[Stored data]

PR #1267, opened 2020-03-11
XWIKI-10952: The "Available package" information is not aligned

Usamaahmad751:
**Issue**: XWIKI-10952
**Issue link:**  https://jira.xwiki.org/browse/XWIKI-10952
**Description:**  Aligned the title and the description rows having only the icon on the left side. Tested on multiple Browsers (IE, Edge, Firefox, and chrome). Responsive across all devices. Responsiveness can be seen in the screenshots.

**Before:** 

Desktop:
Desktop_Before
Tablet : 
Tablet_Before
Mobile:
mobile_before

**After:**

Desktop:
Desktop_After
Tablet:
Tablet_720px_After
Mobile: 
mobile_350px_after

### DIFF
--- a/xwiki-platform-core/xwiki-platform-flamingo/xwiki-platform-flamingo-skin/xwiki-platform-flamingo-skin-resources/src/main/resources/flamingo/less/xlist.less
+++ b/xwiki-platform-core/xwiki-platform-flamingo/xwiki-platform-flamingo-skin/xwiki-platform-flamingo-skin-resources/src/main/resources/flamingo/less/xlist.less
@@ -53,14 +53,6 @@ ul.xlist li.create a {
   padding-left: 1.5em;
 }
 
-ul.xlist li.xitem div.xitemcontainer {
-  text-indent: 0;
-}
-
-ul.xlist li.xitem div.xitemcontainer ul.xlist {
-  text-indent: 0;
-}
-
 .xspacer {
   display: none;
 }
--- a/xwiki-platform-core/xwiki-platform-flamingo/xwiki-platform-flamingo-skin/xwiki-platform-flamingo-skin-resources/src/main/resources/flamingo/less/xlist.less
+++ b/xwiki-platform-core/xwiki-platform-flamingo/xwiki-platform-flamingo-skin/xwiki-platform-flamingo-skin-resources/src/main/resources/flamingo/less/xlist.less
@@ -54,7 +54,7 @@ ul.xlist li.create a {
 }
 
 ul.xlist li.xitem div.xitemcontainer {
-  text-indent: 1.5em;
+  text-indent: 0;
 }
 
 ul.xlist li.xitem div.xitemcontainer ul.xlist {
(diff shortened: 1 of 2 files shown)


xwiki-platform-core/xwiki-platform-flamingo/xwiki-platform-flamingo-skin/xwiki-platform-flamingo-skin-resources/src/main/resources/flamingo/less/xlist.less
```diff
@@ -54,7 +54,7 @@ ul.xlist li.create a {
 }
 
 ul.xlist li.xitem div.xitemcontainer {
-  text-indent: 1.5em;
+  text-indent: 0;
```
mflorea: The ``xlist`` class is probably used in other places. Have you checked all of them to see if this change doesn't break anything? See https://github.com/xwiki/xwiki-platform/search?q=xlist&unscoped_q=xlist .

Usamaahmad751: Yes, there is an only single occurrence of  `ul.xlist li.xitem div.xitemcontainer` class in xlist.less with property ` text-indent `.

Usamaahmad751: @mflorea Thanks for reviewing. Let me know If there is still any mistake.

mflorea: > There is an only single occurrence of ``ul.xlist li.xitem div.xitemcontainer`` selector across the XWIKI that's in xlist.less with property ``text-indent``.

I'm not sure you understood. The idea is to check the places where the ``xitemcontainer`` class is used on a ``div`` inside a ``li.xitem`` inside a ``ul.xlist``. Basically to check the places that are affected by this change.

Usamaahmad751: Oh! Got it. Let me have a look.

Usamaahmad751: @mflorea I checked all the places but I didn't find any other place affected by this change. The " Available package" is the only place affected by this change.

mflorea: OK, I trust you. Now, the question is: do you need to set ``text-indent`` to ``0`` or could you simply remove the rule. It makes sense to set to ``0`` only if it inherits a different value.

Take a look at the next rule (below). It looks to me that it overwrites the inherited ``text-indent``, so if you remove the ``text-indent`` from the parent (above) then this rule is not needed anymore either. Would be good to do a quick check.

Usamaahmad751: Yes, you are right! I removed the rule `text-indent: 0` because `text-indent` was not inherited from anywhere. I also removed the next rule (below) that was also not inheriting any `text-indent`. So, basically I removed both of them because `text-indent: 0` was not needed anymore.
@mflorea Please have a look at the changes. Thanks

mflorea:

Directions for this task —
Every line of the records above needs to be given again exactly.

Solution to this task —
PR #1267, opened 2020-03-11
XWIKI-10952: The "Available package" information is not aligned

Usamaahmad751:
**Issue**: XWIKI-10952
**Issue link:**  https://jira.xwiki.org/browse/XWIKI-10952
**Description:**  Aligned the title and the description rows having only the icon on the left side. Tested on multiple Browsers (IE, Edge, Firefox, and chrome). Responsive across all devices. Responsiveness can be seen in the screenshots.

**Before:** 

Desktop:
Desktop_Before
Tablet : 
Tablet_Before
Mobile:
mobile_before

**After:**

Desktop:
Desktop_After
Tablet:
Tablet_720px_After
Mobile: 
mobile_350px_after

### DIFF
--- a/xwiki-platform-core/xwiki-platform-flamingo/xwiki-platform-flamingo-skin/xwiki-platform-flamingo-skin-resources/src/main/resources/flamingo/less/xlist.less
+++ b/xwiki-platform-core/xwiki-platform-flamingo/xwiki-platform-flamingo-skin/xwiki-platform-flamingo-skin-resources/src/main/resources/flamingo/less/xlist.less
@@ -53,14 +53,6 @@ ul.xlist li.create a {
   padding-left: 1.5em;
 }
 
-ul.xlist li.xitem div.xitemcontainer {
-  text-indent: 0;
-}
-
-ul.xlist li.xitem div.xitemcontainer ul.xlist {
-  text-indent: 0;
-}
-
 .xspacer {
   display: none;
 }
--- a/xwiki-platform-core/xwiki-platform-flamingo/xwiki-platform-flamingo-skin/xwiki-platform-flamingo-skin-resources/src/main/resources/flamingo/less/xlist.less
+++ b/xwiki-platform-core/xwiki-platform-flamingo/xwiki-platform-flamingo-skin/xwiki-platform-flamingo-skin-resources/src/main/resources/flamingo/less/xlist.less
@@ -54,7 +54,7 @@ ul.xlist li.create a {
 }
 
 ul.xlist li.xitem div.xitemcontainer {
-  text-indent: 1.5em;
+  text-indent: 0;
 }
 
 ul.xlist li.xitem div.xitemcontainer ul.xlist {
(diff shortened: 1 of 2 files shown)


xwiki-platform-core/xwiki-platform-flamingo/xwiki-platform-flamingo-skin/xwiki-platform-flamingo-skin-resources/src/main/resources/flamingo/less/xlist.less
```diff
@@ -54,7 +54,7 @@ ul.xlist li.create a {
 }
 
 ul.xlist li.xitem div.xitemcontainer {
-  text-indent: 1.5em;
+  text-indent: 0;
```
mflorea: The ``xlist`` class is probably used in other places. Have you checked all of them to see if this change doesn't break anything? See https://github.com/xwiki/xwiki-platform/search?q=xlist&unscoped_q=xlist .

Usamaahmad751: Yes, there is an only single occurrence of  `ul.xlist li.xitem div.xitemcontainer` class in xlist.less with property ` text-indent `.

Usamaahmad751: @mflorea Thanks for reviewing. Let me know If there is still any mistake.

mflorea: > There is an only single occurrence of ``ul.xlist li.xitem div.xitemcontainer`` selector across the XWIKI that's in xlist.less with property ``text-indent``.

I'm not sure you understood. The idea is to check the places where the ``xitemcontainer`` class is used on a ``div`` inside a ``li.xitem`` inside a ``ul.xlist``. Basically to check the places that are affected by this change.

Usamaahmad751: Oh! Got it. Let me have a look.

Usamaahmad751: @mflorea I checked all the places but I didn't find any other place affected by this change. The " Available package" is the only place affected by this change.

mflorea: OK, I trust you. Now, the question is: do you need to set ``text-indent`` to ``0`` or could you simply remove the rule. It makes sense to set to ``0`` only if it inherits a different value.

Take a look at the next rule (below). It looks to me that it overwrites the inherited ``text-indent``, so if you remove the ``text-indent`` from the parent (above) then this rule is not needed anymore either. Would be good to do a quick check.

Usamaahmad751: Yes, you are right! I removed the rule `text-indent: 0` because `text-indent` was not inherited from anywhere. I also removed the next rule (below) that was also not inheriting any `text-indent`. So, basically I removed both of them because `text-indent: 0` was not needed anymore.
@mflorea Please have a look at the changes. Thanks

mflorea:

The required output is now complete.